Collected data entries:
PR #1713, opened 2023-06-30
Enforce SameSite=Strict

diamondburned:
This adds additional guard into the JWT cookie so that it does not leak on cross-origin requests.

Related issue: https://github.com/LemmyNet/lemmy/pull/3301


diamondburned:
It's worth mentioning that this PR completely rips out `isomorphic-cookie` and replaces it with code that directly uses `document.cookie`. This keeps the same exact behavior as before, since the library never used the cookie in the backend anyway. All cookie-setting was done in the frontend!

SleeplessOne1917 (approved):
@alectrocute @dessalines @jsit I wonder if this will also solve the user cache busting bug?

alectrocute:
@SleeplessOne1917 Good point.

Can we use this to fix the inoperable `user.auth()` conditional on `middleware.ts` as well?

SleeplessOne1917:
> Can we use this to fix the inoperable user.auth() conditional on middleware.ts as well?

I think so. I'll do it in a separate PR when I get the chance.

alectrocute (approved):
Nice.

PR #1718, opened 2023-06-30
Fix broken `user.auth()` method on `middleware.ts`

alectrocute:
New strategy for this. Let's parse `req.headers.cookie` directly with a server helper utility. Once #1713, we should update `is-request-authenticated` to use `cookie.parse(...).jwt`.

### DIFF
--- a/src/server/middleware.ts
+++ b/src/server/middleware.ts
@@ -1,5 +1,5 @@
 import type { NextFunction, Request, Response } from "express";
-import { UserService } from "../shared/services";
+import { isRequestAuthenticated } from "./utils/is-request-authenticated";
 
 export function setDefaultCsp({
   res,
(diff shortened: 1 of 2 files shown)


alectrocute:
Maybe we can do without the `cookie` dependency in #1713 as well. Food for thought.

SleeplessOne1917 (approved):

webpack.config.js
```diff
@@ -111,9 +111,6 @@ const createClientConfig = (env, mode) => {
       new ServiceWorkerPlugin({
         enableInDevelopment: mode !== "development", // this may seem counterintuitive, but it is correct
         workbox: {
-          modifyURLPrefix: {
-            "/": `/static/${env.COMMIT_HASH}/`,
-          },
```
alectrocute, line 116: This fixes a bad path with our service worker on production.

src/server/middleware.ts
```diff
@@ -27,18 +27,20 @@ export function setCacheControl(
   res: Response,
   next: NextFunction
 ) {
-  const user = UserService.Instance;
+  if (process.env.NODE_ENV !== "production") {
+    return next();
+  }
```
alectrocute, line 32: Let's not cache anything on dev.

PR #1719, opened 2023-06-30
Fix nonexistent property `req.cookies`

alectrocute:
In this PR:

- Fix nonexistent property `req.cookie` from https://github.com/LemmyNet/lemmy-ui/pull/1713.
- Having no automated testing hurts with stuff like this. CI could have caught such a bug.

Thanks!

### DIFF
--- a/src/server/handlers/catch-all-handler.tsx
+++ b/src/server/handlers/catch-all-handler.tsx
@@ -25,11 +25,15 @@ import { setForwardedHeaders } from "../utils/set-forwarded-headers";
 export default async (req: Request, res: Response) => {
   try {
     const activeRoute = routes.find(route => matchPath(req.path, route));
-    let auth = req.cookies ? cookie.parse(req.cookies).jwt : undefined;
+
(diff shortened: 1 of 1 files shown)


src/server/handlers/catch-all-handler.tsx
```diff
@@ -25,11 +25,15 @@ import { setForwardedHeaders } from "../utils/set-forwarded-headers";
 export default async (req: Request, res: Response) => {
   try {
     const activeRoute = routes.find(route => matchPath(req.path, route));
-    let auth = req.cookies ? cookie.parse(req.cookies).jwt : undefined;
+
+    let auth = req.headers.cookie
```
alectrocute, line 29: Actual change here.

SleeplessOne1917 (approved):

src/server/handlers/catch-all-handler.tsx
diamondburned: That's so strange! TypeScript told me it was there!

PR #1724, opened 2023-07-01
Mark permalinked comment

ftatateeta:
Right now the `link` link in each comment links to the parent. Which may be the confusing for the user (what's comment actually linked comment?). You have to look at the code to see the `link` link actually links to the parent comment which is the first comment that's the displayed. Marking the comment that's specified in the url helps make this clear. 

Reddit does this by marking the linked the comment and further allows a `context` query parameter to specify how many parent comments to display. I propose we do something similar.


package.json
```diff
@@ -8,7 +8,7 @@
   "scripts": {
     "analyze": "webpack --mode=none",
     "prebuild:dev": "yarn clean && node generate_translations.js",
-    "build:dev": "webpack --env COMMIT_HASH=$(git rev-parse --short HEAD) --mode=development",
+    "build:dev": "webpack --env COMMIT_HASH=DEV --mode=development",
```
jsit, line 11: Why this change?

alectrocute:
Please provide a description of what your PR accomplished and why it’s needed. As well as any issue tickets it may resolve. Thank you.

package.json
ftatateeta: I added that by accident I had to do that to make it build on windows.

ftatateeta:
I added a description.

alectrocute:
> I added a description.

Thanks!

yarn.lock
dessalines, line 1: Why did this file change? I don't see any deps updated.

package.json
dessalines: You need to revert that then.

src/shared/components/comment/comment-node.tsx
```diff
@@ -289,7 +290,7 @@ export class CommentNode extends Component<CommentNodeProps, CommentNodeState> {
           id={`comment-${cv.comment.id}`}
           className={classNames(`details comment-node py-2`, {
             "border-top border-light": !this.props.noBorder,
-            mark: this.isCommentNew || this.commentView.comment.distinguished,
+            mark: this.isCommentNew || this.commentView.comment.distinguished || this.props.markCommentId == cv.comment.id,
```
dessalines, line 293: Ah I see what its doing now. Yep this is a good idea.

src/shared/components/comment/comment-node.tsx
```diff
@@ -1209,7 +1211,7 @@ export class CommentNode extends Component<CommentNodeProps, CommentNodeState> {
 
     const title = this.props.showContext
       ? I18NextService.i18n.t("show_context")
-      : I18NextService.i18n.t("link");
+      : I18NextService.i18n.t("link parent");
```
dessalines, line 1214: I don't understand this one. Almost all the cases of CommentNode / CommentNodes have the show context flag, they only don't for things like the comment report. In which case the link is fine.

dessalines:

(Problem to work on): Go through the data above and repeat all of it exactly.

(Exercise output):
PR #1713, opened 2023-06-30
Enforce SameSite=Strict

diamondburned:
This adds additional guard into the JWT cookie so that it does not leak on cross-origin requests.

Related issue: https://github.com/LemmyNet/lemmy/pull/3301


diamondburned:
It's worth mentioning that this PR completely rips out `isomorphic-cookie` and replaces it with code that directly uses `document.cookie`. This keeps the same exact behavior as before, since the library never used the cookie in the backend anyway. All cookie-setting was done in the frontend!

SleeplessOne1917 (approved):
@alectrocute @dessalines @jsit I wonder if this will also solve the user cache busting bug?

alectrocute:
@SleeplessOne1917 Good point.

Can we use this to fix the inoperable `user.auth()` conditional on `middleware.ts` as well?

SleeplessOne1917:
> Can we use this to fix the inoperable user.auth() conditional on middleware.ts as well?

I think so. I'll do it in a separate PR when I get the chance.

alectrocute (approved):
Nice.

PR #1718, opened 2023-06-30
Fix broken `user.auth()` method on `middleware.ts`

alectrocute:
New strategy for this. Let's parse `req.headers.cookie` directly with a server helper utility. Once #1713, we should update `is-request-authenticated` to use `cookie.parse(...).jwt`.

### DIFF
--- a/src/server/middleware.ts
+++ b/src/server/middleware.ts
@@ -1,5 +1,5 @@
 import type { NextFunction, Request, Response } from "express";
-import { UserService } from "../shared/services";
+import { isRequestAuthenticated } from "./utils/is-request-authenticated";
 
 export function setDefaultCsp({
   res,
(diff shortened: 1 of 2 files shown)


alectrocute:
Maybe we can do without the `cookie` dependency in #1713 as well. Food for thought.

SleeplessOne1917 (approved):

webpack.config.js
```diff
@@ -111,9 +111,6 @@ const createClientConfig = (env, mode) => {
       new ServiceWorkerPlugin({
         enableInDevelopment: mode !== "development", // this may seem counterintuitive, but it is correct
         workbox: {
-          modifyURLPrefix: {
-            "/": `/static/${env.COMMIT_HASH}/`,
-          },
```
alectrocute, line 116: This fixes a bad path with our service worker on production.

src/server/middleware.ts
```diff
@@ -27,18 +27,20 @@ export function setCacheControl(
   res: Response,
   next: NextFunction
 ) {
-  const user = UserService.Instance;
+  if (process.env.NODE_ENV !== "production") {
+    return next();
+  }
```
alectrocute, line 32: Let's not cache anything on dev.

PR #1719, opened 2023-06-30
Fix nonexistent property `req.cookies`

alectrocute:
In this PR:

- Fix nonexistent property `req.cookie` from https://github.com/LemmyNet/lemmy-ui/pull/1713.
- Having no automated testing hurts with stuff like this. CI could have caught such a bug.

Thanks!

### DIFF
--- a/src/server/handlers/catch-all-handler.tsx
+++ b/src/server/handlers/catch-all-handler.tsx
@@ -25,11 +25,15 @@ import { setForwardedHeaders } from "../utils/set-forwarded-headers";
 export default async (req: Request, res: Response) => {
   try {
     const activeRoute = routes.find(route => matchPath(req.path, route));
-    let auth = req.cookies ? cookie.parse(req.cookies).jwt : undefined;
+
(diff shortened: 1 of 1 files shown)


src/server/handlers/catch-all-handler.tsx
```diff
@@ -25,11 +25,15 @@ import { setForwardedHeaders } from "../utils/set-forwarded-headers";
 export default async (req: Request, res: Response) => {
   try {
     const activeRoute = routes.find(route => matchPath(req.path, route));
-    let auth = req.cookies ? cookie.parse(req.cookies).jwt : undefined;
+
+    let auth = req.headers.cookie
```
alectrocute, line 29: Actual change here.

SleeplessOne1917 (approved):

src/server/handlers/catch-all-handler.tsx
diamondburned: That's so strange! TypeScript told me it was there!

PR #1724, opened 2023-07-01
Mark permalinked comment

ftatateeta:
Right now the `link` link in each comment links to the parent. Which may be the confusing for the user (what's comment actually linked comment?). You have to look at the code to see the `link` link actually links to the parent comment which is the first comment that's the displayed. Marking the comment that's specified in the url helps make this clear. 

Reddit does this by marking the linked the comment and further allows a `context` query parameter to specify how many parent comments to display. I propose we do something similar.


package.json
```diff
@@ -8,7 +8,7 @@
   "scripts": {
     "analyze": "webpack --mode=none",
     "prebuild:dev": "yarn clean && node generate_translations.js",
-    "build:dev": "webpack --env COMMIT_HASH=$(git rev-parse --short HEAD) --mode=development",
+    "build:dev": "webpack --env COMMIT_HASH=DEV --mode=development",
```
jsit, line 11: Why this change?

alectrocute:
Please provide a description of what your PR accomplished and why it’s needed. As well as any issue tickets it may resolve. Thank you.

package.json
ftatateeta: I added that by accident I had to do that to make it build on windows.

ftatateeta:
I added a description.

alectrocute:
> I added a description.

Thanks!

yarn.lock
dessalines, line 1: Why did this file change? I don't see any deps updated.

package.json
dessalines: You need to revert that then.

src/shared/components/comment/comment-node.tsx
```diff
@@ -289,7 +290,7 @@ export class CommentNode extends Component<CommentNodeProps, CommentNodeState> {
           id={`comment-${cv.comment.id}`}
           className={classNames(`details comment-node py-2`, {
             "border-top border-light": !this.props.noBorder,
-            mark: this.isCommentNew || this.commentView.comment.distinguished,
+            mark: this.isCommentNew || this.commentView.comment.distinguished || this.props.markCommentId == cv.comment.id,
```
dessalines, line 293: Ah I see what its doing now. Yep this is a good idea.

src/shared/components/comment/comment-node.tsx
```diff
@@ -1209,7 +1211,7 @@ export class CommentNode extends Component<CommentNodeProps, CommentNodeState> {
 
     const title = this.props.showContext
       ? I18NextService.i18n.t("show_context")
-      : I18NextService.i18n.t("link");
+      : I18NextService.i18n.t("link parent");
```
dessalines, line 1214: I don't understand this one. Almost all the cases of CommentNode / CommentNodes have the show context flag, they only don't for things like the comment report. In which case the link is fine.

dessalines:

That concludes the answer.